### Task requirements
Each record should be reproduced exactly.
[Supplied data]
Issue #171, opened 2021-08-22
Make Previous/Next page more mockable


strideynet:
As it stands, the pageable interface is not exported, which makes life more difficult mocking this.

emilbreiner99:
Hey there @strideynet! I ran into this while implementing some tests for my current project. Because the pageable interface is not exported but exposed in `NextPage(ctx context.Context, p pageable) error`, mocking is pretty tough and gets me into weird places (at least with my current go skills, learning it right now). Is there any not so obvious reason for the interface not being exported? I took a quick look, exported it and tested it in my current project. Worked like a charm. Because of this I and the low effort I already opened a PR for this in #260.

PR #260, opened 2024-05-20
Export pageable interface to ease up mocking

ebreiner:
The pageable interface was not exported but exposed in the client when retrieving the next page of pageable. This made mocking pretty tough.


emilbreiner99:
Closes #171

strideynet:
Does this actually make matters any better ? IIRC an interface with a unexported method cannot be implemented by another package. We'd also need to make `canPage` exported.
[/Supplied data]
### Result for this task
Issue #171, opened 2021-08-22
Make Previous/Next page more mockable


strideynet:
As it stands, the pageable interface is not exported, which makes life more difficult mocking this.

emilbreiner99:
Hey there @strideynet! I ran into this while implementing some tests for my current project. Because the pageable interface is not exported but exposed in `NextPage(ctx context.Context, p pageable) error`, mocking is pretty tough and gets me into weird places (at least with my current go skills, learning it right now). Is there any not so obvious reason for the interface not being exported? I took a quick look, exported it and tested it in my current project. Worked like a charm. Because of this I and the low effort I already opened a PR for this in #260.

PR #260, opened 2024-05-20
Export pageable interface to ease up mocking

ebreiner:
The pageable interface was not exported but exposed in the client when retrieving the next page of pageable. This made mocking pretty tough.


emilbreiner99:
Closes #171

strideynet:
Does this actually make matters any better ? IIRC an interface with a unexported method cannot be implemented by another package. We'd also need to make `canPage` exported.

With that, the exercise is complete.